◆ ASSIGNMENT: Up to and including the line with "- centralize supported", return every line from the start of the entries below exactly.

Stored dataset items
- - - - -
PR #2135, opened 2026-09-12
[costmodel](fix) extend SuperBlock factors through 32

Huangdinosaur:
# feat: extend SuperBlock factors through 32

SuperBlock factor support was limited to 1, 2, and 4 across several independent checks, which prevented the cost model and the all-SIMT AutoBlockify path from considering larger legal groups. This change extends the modeled factor range through 32 while retaining the hardware constraint that `numWarps * factor <= 64`.

- centralize supported factors as 1, 2, 4, 8, 16, and 32
- filter candidates with the `numWarps * factor <= 64` constraint
- extend all-SIMT and mixed route modeling and TA materialization
- propagate the selected all-SIMT factor to `bishengir-compile`
- keep mixed backend execution capability capped at factor 4
- add policy and IR coverage, and validate cost-model and NPU runtime behavior

The mixed route remains capped at factor 4 when publishing executable backend capability because the current NPUIR local-scope materializer accepts only factors 1, 2, and 4. The upper-level route model and TA materialization interfaces are ready for larger mixed factors once that lower-level restriction is removed and validated.

Validation:

- 29 AutoBlockify policy tests passed
- F32 direct materialization and F1-to-F32 refinement IR checks passed
- invalid F3 and F64 IR checks passed
- the legal `numWarps`/factor candidate matrix passed
- 54 legal all-SIMT `numWarps`/factor/materializer NPU runtime combinations passed
- 10 existing SIMD/SIMT cost-model end-to-end tests passed, including an all-SIMT case that selected factor 8

# New contributor declaration

  - [x] I have added tests.
    - `/test` for `lit` tests
    - `/unittest` for C++ tests


Huangdinosaur:
retry

kaixin1976 (approved):

hongziqi (approved):

PR #2161, opened 2026-09-14
[ssbuffer](fix) catch inter-block memref deps in CUBE scope

CrDem:
AddMultiBufferInnerScope rejects memref-typed values crossing a block boundary only in VECTOR scopes. A CUBE main loop still goes through CloneOps and the stage split, where such a dependency keeps a cloned sync op alive and duplicates the handshake across pipeline stages: wrong results or a hang at an inter-core buffer count of 2. Apply the same check to CUBE scopes and fall back.

validateClonedSyncOpsErased only tested top-level op types, so a surviving clone wrapped in the multi-buffering scf.if went unnoticed. Look inside cloned ops so that case falls back too.

# New contributor declaration

  - [x] I have added tests.
    - `/test` for `lit` tests
    - `/unittest` for C++ tests


VDV1985 (approved):
/LGTM

Skyminers (approved):

insanecoder-zzj (approved):

PR #2165, opened 2026-09-15
[frontend](fix) drop read/write effects mark on buffer-language alloc

jqran:
### What this fixes

`bl.alloc()` unconditionally attached an `effects = ["write", "read"]` mark to every buffer it allocated, so each alloc got a synthetic read user even when it is never written.

PlanMemory in AscendNPU-IR derives a buffer's lifetime (gen at first write, kill at last read) from the real memory effects in the IR, so the bogus read makes it treat an uninitialized alloc as a live buffer: the buffer survives the first write, and planning then reports a use of a buffer that has not been generated yet. Only the caller knows whether a buffer is written, so annotate nothing but `mem_unique` here and let the passes derive the effects of each buffer from the actual stores and loads.

### How it was verified

- Built on x86 (ubuntu20 container) from `main-dev` + this patch: wheel builds clean.
- IR: `memref.alloc` now carries only `annotation.mark {mem_unique}`; the `effects` attribute is gone. `is_mem_unique=True` is still annotated.
- New `third_party/ascend/unittest/pytest_ut/test_alloc_annotation.py` (3 cases, all passing on a5):
  `test_alloc_does_not_annotate_memory_effects` checks the TTIR (`mem_unique` kept, `effects` gone) and fails when
  `semantic.py` is reverted to the previous behaviour, so it is a real regression guard;
  `test_alloc_as_fixpipe_dst_on_npu` / `test_unique_alloc_as_fixpipe_dst_on_npu` really run a `bl.alloc`ated UB
  buffer the way the flash attention kernel uses it (fixpipe destination of a `tl.dot` result, read back with
  `to_tensor`) and compare against torch on the NPU.
- a5 (UB/NPU 1), this branch: `test_alloc_annotation.py` 3 passed; with the rest of the buffer-language set
  (`test_alloc`, `test_buffer_language`, `test_fixpipe`, `test_fixpipe_tensor_dst`, `test_multibuffer`,
  `test_scope_buffer`, `test_to_tensor`, `test_bind_buffer`, `test_copy`) 19 passed.
- x86 ubuntu20 container (no torch, so the two NPU cases are skipped there): 1 passed, 2 skipped.

# New contributor declaration

  - [x] I have added tests.
    - `/test` for `lit` tests
    - `/unittest` for C++ tests
      -> `third_party/ascend/unittest/pytest_ut/test_alloc_annotation.py` (runs the
         kernels on the NPU and checks the generated TTIR)


python/triton/extension/buffer/language/semantic.py
```diff
@@ -44,7 +44,6 @@ def alloc(etype: tl.dtype, shape: List[tl.constexpr], address_space: bl.address_
     handle = builder.alloc(memref_ty)
     if is_mem_unique:
         builder.create_annotation_mark(handle, "mem_unique", builder.get_unit_attr())
-    builder.create_annotation_mark(handle, "effects", builder.get_str_array_attr(["write", "read"]))
```
hongziqi, line 47: add test case

jqran: Added in 31f4a6df3: `third_party/ascend/unittest/pytest_ut/test_alloc_annotation.py`

- `test_buffer_language_alloc_on_npu` really runs two `bl.alloc` kernels on the NPU (plain and `is_mem_unique=True`) and compares the result against torch, so this change cannot break code generation silently.
- `test_alloc_does_not_annotate_memory_effects` checks the TTIR of the same kernels: no `annotation.mark` may carry an `effects` attribute, while `is_mem_unique=True` must still be annotated with `mem_unique` (that assertion fails on the previous behaviour).

Verified locally on the same commit: a5 (UB/NPU 1) 19 passed for the buffer-language set (`test_alloc_annotation`, `test_alloc`, `test_buffer_language`, `test_fixpipe`, `test_fixpipe_tensor_dst`, `test_multibuffer`, `test_scope_buffer`, `test_to_tensor`, `test_bind_buffer`, `test_copy`), x86 ubuntu20 container 8 passed. Reverting `semantic.py` to the old behaviour makes the annotation test fail, so it is a real regression guard.

jqran: Updated in 3618acb6f — `third_party/ascend/unittest/pytest_ut/test_alloc_annotation.py` now has:

- `test_alloc_does_not_annotate_memory_effects`: checks the TTIR of kernels calling `bl.alloc` — no `annotation.mark` may carry an `effects` attribute, and `is_mem_unique=True` must still be annotated with `mem_unique`. The `mem_unique` assertion fails when `semantic.py` is reverted to the previous behaviour, so it guards exactly this change.
- `test_alloc_as_fixpipe_dst_on_npu` / `test_unique_alloc_as_fixpipe_dst_on_npu`: a `bl.alloc`ated UB buffer is used the way the flash attention kernel uses it (fixpipe destination of a `tl.dot` result, read back with `to_tensor`) and the result is compared against torch on the NPU.

Local results: `1 passed, 2 skipped` on a5 — the two end-to-end cases skip because the bishengir installed on my test machine cannot compile that fixpipe attribute layout (`expected mlir::hivm::FixpipeDualDstModeAttr, but got: #hivm.dma_mode<nz2nd>`), which is unrelated to this change. On a toolchain where that fixpipe lowering works, the same kernels ran and matched torch (max_abs_diff 7.6e-06 for the plain alloc).

jqran: Correction on my previous comment: the two end-to-end cases were being skipped because of a **test-environment mistake**, not a toolchain limitation.

`_get_npucompiler_path()` prefers `<site-packages>/triton/backends/ascend/bishengir/bin/bishengir-compile`, and my isolated install (pip `--target`) did not carry that directory, so compilation silently fell back to the 1.1.0 bishengir-compile on `PATH`, which rejects the fixpipe attribute layout. After pointing the test environment at the packaged bishengir-compile 1.2.0, the same kernels compile and match torch:

```
$ python -m pytest -q --noconftest -rs third_party/ascend/unittest/pytest_ut/test_alloc_annotation.py
3 passed
```

The skip branch has been removed, so all three cases in `3618acb6f`→`c3ddb0144` are hard assertions now.

hongziqi (approved):

KanuaK (approved):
- - - - -
◆ WRITTEN RESPONSE:
PR #2135, opened 2026-09-12
[costmodel](fix) extend SuperBlock factors through 32

Huangdinosaur:
# feat: extend SuperBlock factors through 32

SuperBlock factor support was limited to 1, 2, and 4 across several independent checks, which prevented the cost model and the all-SIMT AutoBlockify path from considering larger legal groups. This change extends the modeled factor range through 32 while retaining the hardware constraint that `numWarps * factor <= 64`.

- centralize supported factors as 1, 2, 4, 8, 16, and 32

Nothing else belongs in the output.